Removal of Suits.
On the filing of a petition and a proper bond under the Judicial Code, U. S. St. 1911, c. 231, §§ 28, 29, for the removal of an action of tort from the Superior Court to the District Court of the United States, the provision of § 29, that "It shall then be the duty of the State court to accept said petition and bond and proceed no further in such suit," must be obeyed, although the petition contains no allegation that "written notice of said petition and bond for removal" were "given the adverse party or parties prior to filing the same" as required by the statute; the want of notice being a matter of defence to the petition for removal, which can be asserted or waived upon a motion in the United States District Court to remand the case to the State court.
PIERCE, J. This is an appeal, by the plaintiff in an action of tort for personal injuries, from an order of the Superior Court accepting the defendant's petition under the Judicial Code, U. S. St. 1911, c. 231, §§ 28, 29, approving its bond and ordering that the case be removed to the United States District Court.
It is not disputed that the petition alleges every jurisdictional fact, other than that of notice, required by the Judicial Code, and that, if the absence of the allegation of notice be disregarded, it became the duty of the court, if the petition was accompanied by a proper bond (as it was), "to accept said petition and bond and proceed no further in such suit." Nor is it denied in such case that it was the further duty of the court to make a formal order for removal; indeed if it failed so to do, the cause nevertheless stood removed. Wabash Western Railway v. Brow, 164 U. S. 271.
Before the passage of the code the court proceeded ex parte; its duties were largely ministerial, and only in the smallest sense of the term judicial. Goins v. Southern Pacific Co. 198 Fed. Rep. 432.

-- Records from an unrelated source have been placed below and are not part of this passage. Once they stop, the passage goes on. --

PR #29478, opened 2022-04-21
Fix grpc_sockaddr_to_uri to return URI encoded string. Also see #29323 which has a similar fix for unix abstract addresses.

anicr7:
@markdroth 
@ctiller


binary.dat
```diff
@@ -0,0 +1 @@
+
```
markdroth, line 1: I assume this file was added to the PR by mistake.

markdroth (approved):
Other than one small comment, this looks good to me!

I assume this will need a cherry-pick import.  See go/grpc-cherrypick for details.  Note that you should not merge this PR until you have the cherry-pick CL ready to submit, at which point you should coordinate with the on-duty importer and then get the PR merged and CL submitted at the same time.

test/core/address_utils/sockaddr_utils_fuzzer_test.cc
```diff
@@ -0,0 +1,43 @@
...
+  memset(&address, 0, sizeof(address));
+  memcpy(address.addr, data, size);
+  address.len = size;
+
+  absl::StatusOr<std::string> uri = grpc_sockaddr_to_uri(&address);
+  if (!uri.ok()) return 0;
+  absl::StatusOr<grpc_core::URI> parsed_uri =
+      grpc_core::URI::Parse(uri.value());
+
+  GPR_ASSERT(parsed_uri.ok());
```
ctiller, line 41: Can we go some steps further here (needn't stall this PR) and verify that:

1. `grpc_parse_uri` succeeds
2. `grpc_sock_addr_to_uri` succeeds on the output of the above
3. the two uri strings compare equal

ctiller (approved):
(forgot to approve this... the fuzzer change is optional, but would be really cool)

test/core/address_utils/sockaddr_utils_fuzzer_test.cc
anicr7: Craig, 

This sounds like a good idea. I tried these out locally and I see a lot of failures now. A lot of these failures I feel are majorly due to the test setup. 

Currently we arbitrary allow any data that the fuzzer creates but grpc_parse_uri performs validation when converting the URI back to resolved address. For example for IPV6 addresses the scope has to be valid which while constructing the resolved_address, the test didn't confirm it was as the grpc_resolved_address is just memcpy of the data.

I can change the logic to be more sophisticated here and only proceed with  grpc_parse_uri if the address was truly valid. If there are better ways for me to construct the resolved_address let me know.

binary.dat
anicr7: Removed.

ctiller (approved):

It had the duty of passing upon the formal appearance of the record and nothing whatsoever to do with defects, irregularities or the truth of the facts alleged. To be sure it could retain the case if the record did not seem to it to disclose a case for removal, but it did this at the peril of having its judgment set aside as erroneous by the Supreme Court of the United States. Stone v. South Carolina, 117 U. S. 430.
The Judicial Code re-enacted, with some formal changes not material to this issue, the then existing law, but after stating that "It shall . . . be the duty of the State court to accept said petition and bond and proceed no further in such suit," added these words: "Written notice of said petition and bond for removal shall be given the adverse party or parties prior to filing the same." The plaintiff's complaint is that it is nowhere alleged in the defendant's petition that such a notice was given him before the filing of the petition. He does not in terms charge that written notice was not in fact given, but that the defendant has not set out in his petition, in any form of words, that it has been given.
Inadvertent failure to allege performance of a statutory condition, due to accident, mistake or waiver, is made to stand on the same footing as wilful and intentional non-compliance with the provision of the act. If written notice should have been in fact given or waived and the petition should fail so to state, it is at least doubtful whether the Superior Court had power to permit an amendment after the expiration of the time within which a petition must be filed. United States v. Sessions, 205 Fed. Rep. 502.
Such a requirement of notice is not merely formal, neither is it jurisdictional in a broad sense, but it is substantial, and if it is not waived and is insisted upon, may require the United States District Court to deny its jurisdiction and remand the case to the State court. Arthur v. Maryland Casualty Co. 216 Fed. Rep. 386. As the State court has not power to pass upon the fact of notice or waiver thereof, and as the inference arising from the failure to allege notice may result in a denial of right, it would seem that the act should be so construed as not to effect such a result. This may be accomplished without violence to legal precedent by holding that the failure to allege the giving of written notice, like
the failure to allege an evidential writing under the requirement of the statute of frauds, is not as a matter of pleading to be treated as a condition precedent, but as a defence to be asserted or waived, at the election of the plaintiff, at a hearing on a motion to remand in the United States District Court. Price v. Weaver, 13 Gray 272 . Long v. Quinn Brothers, Inc., 215 Mass. 85 .
The case was submitted on briefs.
C. Toye & J. H. Baldwin, for the plaintiff.
B. N. Johnson & A. F. Johnson, for the defendant.